→ Task to complete
Nothing in the records should differ when they are repeated. Restate them word for word.

━━━━━━━━━━

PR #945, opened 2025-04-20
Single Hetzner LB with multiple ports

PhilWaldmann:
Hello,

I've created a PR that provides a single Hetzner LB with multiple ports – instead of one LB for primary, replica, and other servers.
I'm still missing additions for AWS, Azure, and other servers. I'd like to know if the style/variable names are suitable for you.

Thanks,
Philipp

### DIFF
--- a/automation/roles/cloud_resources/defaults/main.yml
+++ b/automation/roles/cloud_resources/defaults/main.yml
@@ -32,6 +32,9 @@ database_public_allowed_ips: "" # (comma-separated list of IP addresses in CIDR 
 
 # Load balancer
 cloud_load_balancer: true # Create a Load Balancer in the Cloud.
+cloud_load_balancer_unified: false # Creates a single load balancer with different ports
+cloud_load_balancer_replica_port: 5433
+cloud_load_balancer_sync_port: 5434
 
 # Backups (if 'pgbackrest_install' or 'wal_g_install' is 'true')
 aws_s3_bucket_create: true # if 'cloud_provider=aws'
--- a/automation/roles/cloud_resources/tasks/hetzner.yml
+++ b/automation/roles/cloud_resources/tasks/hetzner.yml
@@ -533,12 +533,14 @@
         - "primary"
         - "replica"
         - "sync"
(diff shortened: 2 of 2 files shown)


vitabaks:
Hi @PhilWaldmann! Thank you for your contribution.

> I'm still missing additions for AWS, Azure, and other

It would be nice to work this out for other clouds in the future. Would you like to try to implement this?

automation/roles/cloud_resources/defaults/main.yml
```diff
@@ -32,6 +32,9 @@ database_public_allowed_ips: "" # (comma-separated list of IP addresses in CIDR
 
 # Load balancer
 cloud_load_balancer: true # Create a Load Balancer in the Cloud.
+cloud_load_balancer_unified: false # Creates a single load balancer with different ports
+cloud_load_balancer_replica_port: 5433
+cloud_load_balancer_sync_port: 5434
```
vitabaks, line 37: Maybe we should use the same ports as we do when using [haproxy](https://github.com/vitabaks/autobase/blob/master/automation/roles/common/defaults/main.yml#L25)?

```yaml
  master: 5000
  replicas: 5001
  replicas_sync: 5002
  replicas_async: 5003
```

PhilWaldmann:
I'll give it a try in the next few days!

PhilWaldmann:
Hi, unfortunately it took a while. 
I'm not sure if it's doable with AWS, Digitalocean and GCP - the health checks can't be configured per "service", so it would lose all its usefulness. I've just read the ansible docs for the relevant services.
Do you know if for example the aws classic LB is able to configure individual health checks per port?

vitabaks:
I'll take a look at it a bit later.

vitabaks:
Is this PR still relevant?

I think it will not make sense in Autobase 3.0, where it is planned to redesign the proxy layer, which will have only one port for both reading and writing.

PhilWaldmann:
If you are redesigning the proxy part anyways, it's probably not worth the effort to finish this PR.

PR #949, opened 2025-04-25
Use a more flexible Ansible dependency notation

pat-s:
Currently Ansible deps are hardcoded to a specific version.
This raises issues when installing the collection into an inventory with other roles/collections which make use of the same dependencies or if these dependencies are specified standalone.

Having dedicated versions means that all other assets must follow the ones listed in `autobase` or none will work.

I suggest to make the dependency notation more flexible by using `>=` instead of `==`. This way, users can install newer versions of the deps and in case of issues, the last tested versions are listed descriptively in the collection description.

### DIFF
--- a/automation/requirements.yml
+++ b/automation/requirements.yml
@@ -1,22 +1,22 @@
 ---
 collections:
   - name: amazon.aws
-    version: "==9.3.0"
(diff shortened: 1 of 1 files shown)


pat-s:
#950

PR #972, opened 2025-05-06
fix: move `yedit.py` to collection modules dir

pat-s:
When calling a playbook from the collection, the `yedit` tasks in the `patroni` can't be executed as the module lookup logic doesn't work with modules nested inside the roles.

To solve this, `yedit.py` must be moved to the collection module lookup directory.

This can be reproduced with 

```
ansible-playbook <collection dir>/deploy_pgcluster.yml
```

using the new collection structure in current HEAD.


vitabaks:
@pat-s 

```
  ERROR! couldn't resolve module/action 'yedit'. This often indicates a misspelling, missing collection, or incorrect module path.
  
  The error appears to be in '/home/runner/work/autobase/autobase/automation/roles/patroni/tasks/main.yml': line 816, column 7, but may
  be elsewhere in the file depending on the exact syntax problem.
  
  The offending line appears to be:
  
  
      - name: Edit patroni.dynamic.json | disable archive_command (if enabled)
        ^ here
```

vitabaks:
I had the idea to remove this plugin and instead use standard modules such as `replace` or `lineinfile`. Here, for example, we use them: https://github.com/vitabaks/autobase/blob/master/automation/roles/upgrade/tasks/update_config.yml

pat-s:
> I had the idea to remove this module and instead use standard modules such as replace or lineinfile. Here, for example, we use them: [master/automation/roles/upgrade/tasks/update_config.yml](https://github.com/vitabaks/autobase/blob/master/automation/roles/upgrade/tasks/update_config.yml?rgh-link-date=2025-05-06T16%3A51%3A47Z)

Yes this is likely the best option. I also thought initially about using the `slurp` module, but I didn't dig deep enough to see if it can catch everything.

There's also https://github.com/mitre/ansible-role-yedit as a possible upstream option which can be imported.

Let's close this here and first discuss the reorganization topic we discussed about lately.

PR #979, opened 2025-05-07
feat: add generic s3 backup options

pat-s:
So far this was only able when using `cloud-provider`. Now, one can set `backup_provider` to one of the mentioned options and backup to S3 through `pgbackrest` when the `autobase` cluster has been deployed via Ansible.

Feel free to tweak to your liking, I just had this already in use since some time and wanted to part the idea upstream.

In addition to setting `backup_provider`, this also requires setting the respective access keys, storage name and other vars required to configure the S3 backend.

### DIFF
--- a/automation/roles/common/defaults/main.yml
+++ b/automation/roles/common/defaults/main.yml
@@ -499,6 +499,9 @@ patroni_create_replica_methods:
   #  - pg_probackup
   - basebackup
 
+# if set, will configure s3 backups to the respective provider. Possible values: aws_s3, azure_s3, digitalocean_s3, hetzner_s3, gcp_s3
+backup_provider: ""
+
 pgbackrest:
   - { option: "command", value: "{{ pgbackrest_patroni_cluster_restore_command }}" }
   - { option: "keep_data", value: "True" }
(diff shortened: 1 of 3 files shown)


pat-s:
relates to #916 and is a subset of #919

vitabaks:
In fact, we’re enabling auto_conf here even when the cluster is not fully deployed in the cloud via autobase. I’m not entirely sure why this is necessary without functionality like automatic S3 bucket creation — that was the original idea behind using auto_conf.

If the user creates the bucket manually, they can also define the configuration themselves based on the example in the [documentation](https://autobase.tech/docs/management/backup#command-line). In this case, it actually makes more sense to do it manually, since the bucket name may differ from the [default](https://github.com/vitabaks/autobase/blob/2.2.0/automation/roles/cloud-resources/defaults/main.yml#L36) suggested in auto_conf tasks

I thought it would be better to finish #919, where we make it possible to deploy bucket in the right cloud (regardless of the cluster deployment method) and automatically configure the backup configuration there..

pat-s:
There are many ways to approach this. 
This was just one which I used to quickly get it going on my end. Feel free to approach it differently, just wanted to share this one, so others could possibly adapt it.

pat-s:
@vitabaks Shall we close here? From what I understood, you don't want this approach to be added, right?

━━━━━━━━━━

→ Response to this task
PR #945, opened 2025-04-20
Single Hetzner LB with multiple ports

PhilWaldmann:
Hello,

I've created a PR that provides a single Hetzner LB with multiple ports – instead of one LB for primary, replica, and other servers.
I'm still missing additions for AWS, Azure, and other servers. I'd like to know if the style/variable names are suitable for you.

Thanks,
Philipp

### DIFF
--- a/automation/roles/cloud_resources/defaults/main.yml
+++ b/automation/roles/cloud_resources/defaults/main.yml
@@ -32,6 +32,9 @@ database_public_allowed_ips: "" # (comma-separated list of IP addresses in CIDR 
 
 # Load balancer
 cloud_load_balancer: true # Create a Load Balancer in the Cloud.
+cloud_load_balancer_unified: false # Creates a single load balancer with different ports
+cloud_load_balancer_replica_port: 5433
+cloud_load_balancer_sync_port: 5434
 
 # Backups (if 'pgbackrest_install' or 'wal_g_install' is 'true')
 aws_s3_bucket_create: true # if 'cloud_provider=aws'
--- a/automation/roles/cloud_resources/tasks/hetzner.yml
+++ b/automation/roles/cloud_resources/tasks/hetzner.yml
@@ -533,12 +533,14 @@
         - "primary"
         - "replica"
         - "sync"
(diff shortened: 2 of 2 files shown)


vitabaks:
Hi @PhilWaldmann! Thank you for your contribution.

> I'm still missing additions for AWS, Azure, and other

It would be nice to work this out for other clouds in the future. Would you like to try to implement this?

automation/roles/cloud_resources/defaults/main.yml
```diff
@@ -32,6 +32,9 @@ database_public_allowed_ips: "" # (comma-separated list of IP addresses in CIDR
 
 # Load balancer
 cloud_load_balancer: true # Create a Load Balancer in the Cloud.
+cloud_load_balancer_unified: false # Creates a single load balancer with different ports
+cloud_load_balancer_replica_port: 5433
+cloud_load_balancer_sync_port: 5434
```
vitabaks, line 37: Maybe we should use the same ports as we do when using [haproxy](https://github.com/vitabaks/autobase/blob/master/automation/roles/common/defaults/main.yml#L25)?

```yaml
  master: 5000
  replicas: 5001
  replicas_sync: 5002
  replicas_async: 5003
```

PhilWaldmann:
I'll give it a try in the next few days!

PhilWaldmann:
Hi, unfortunately it took a while. 
I'm not sure if it's doable with AWS, Digitalocean and GCP - the health checks can't be configured per "service", so it would lose all its usefulness. I've just read the ansible docs for the relevant services.
Do you know if for example the aws classic LB is able to configure individual health checks per port?

vitabaks:
I'll take a look at it a bit later.

vitabaks:
Is this PR still relevant?

I think it will not make sense in Autobase 3.0, where it is planned to redesign the proxy layer, which will have only one port for both reading and writing.

PhilWaldmann:
If you are redesigning the proxy part anyways, it's probably not worth the effort to finish this PR.

PR #949, opened 2025-04-25
Use a more flexible Ansible dependency notation

pat-s:
Currently Ansible deps are hardcoded to a specific version.
This raises issues when installing the collection into an inventory with other roles/collections which make use of the same dependencies or if these dependencies are specified standalone.

Having dedicated versions means that all other assets must follow the ones listed in `autobase` or none will work.

I suggest to make the dependency notation more flexible by using `>=` instead of `==`. This way, users can install newer versions of the deps and in case of issues, the last tested versions are listed descriptively in the collection description.

### DIFF
--- a/automation/requirements.yml
+++ b/automation/requirements.yml
@@ -1,22 +1,22 @@
 ---
 collections:
   - name: amazon.aws
-    version: "==9.3.0"
(diff shortened: 1 of 1 files shown)


pat-s:
#950

PR #972, opened 2025-05-06
fix: move `yedit.py` to collection modules dir

pat-s:
When calling a playbook from the collection, the `yedit` tasks in the `patroni` can't be executed as the module lookup logic doesn't work with modules nested inside the roles.

To solve this, `yedit.py` must be moved to the collection module lookup directory.

This can be reproduced with 

```
ansible-playbook <collection dir>/deploy_pgcluster.yml
```

using the new collection structure in current HEAD.


vitabaks:
@pat-s 

```
  ERROR! couldn't resolve module/action 'yedit'. This often indicates a misspelling, missing collection, or incorrect module path.
  
  The error appears to be in '/home/runner/work/autobase/autobase/automation/roles/patroni/tasks/main.yml': line 816, column 7, but may
  be elsewhere in the file depending on the exact syntax problem.
  
  The offending line appears to be:
  
  
      - name: Edit patroni.dynamic.json | disable archive_command (if enabled)
        ^ here
```

vitabaks:
I had the idea to remove this plugin and instead use standard modules such as `replace` or `lineinfile`. Here, for example, we use them: https://github.com/vitabaks/autobase/blob/master/automation/roles/upgrade/tasks/update_config.yml

pat-s:
> I had the idea to remove this module and instead use standard modules such as replace or lineinfile. Here, for example, we use them: [master/automation/roles/upgrade/tasks/update_config.yml](https://github.com/vitabaks/autobase/blob/master/automation/roles/upgrade/tasks/update_config.yml?rgh-link-date=2025-05-06T16%3A51%3A47Z)

Yes this is likely the best option. I also thought initially about using the `slurp` module, but I didn't dig deep enough to see if it can catch everything.

There's also https://github.com/mitre/ansible-role-yedit as a possible upstream option which can be imported.

Let's close this here and first discuss the reorganization topic we discussed about lately.

PR #979, opened 2025-05-07
feat: add generic s3 backup options

pat-s:
So far this was only able when using `cloud-provider`. Now, one can set `backup_provider` to one of the mentioned options and backup to S3 through `pgbackrest` when the `autobase` cluster has been deployed via Ansible.

Feel free to tweak to your liking, I just had this already in use since some time and wanted to part the idea upstream.

In addition to setting `backup_provider`, this also requires setting the respective access keys, storage name and other vars required to configure the S3 backend.

### DIFF
--- a/automation/roles/common/defaults/main.yml
+++ b/automation/roles/common/defaults/main.yml
@@ -499,6 +499,9 @@ patroni_create_replica_methods:
   #  - pg_probackup
   - basebackup
 
+# if set, will configure s3 backups to the respective provider. Possible values: aws_s3, azure_s3, digitalocean_s3, hetzner_s3, gcp_s3
+backup_provider: ""
+
 pgbackrest:
   - { option: "command", value: "{{ pgbackrest_patroni_cluster_restore_command }}" }
   - { option: "keep_data", value: "True" }
(diff shortened: 1 of 3 files shown)


pat-s:
relates to #916 and is a subset of #919

vitabaks:
In fact, we’re enabling auto_conf here even when the cluster is not fully deployed in the cloud via autobase. I’m not entirely sure why this is necessary without functionality like automatic S3 bucket creation — that was the original idea behind using auto_conf.

If the user creates the bucket manually, they can also define the configuration themselves based on the example in the [documentation](https://autobase.tech/docs/management/backup#command-line). In this case, it actually makes more sense to do it manually, since the bucket name may differ from the [default](https://github.com/vitabaks/autobase/blob/2.2.0/automation/roles/cloud-resources/defaults/main.yml#L36) suggested in auto_conf tasks

I thought it would be better to finish #919, where we make it possible to deploy bucket in the right cloud (regardless of the cluster deployment method) and automatically configure the backup configuration there..

pat-s:
There are many ways to approach this. 
This was just one which I used to quickly get it going on my end. Feel free to approach it differently, just wanted to share this one, so others could possibly adapt it.

pat-s:
@vitabaks Shall we close here? From what I understood, you don't want this approach to be added, right?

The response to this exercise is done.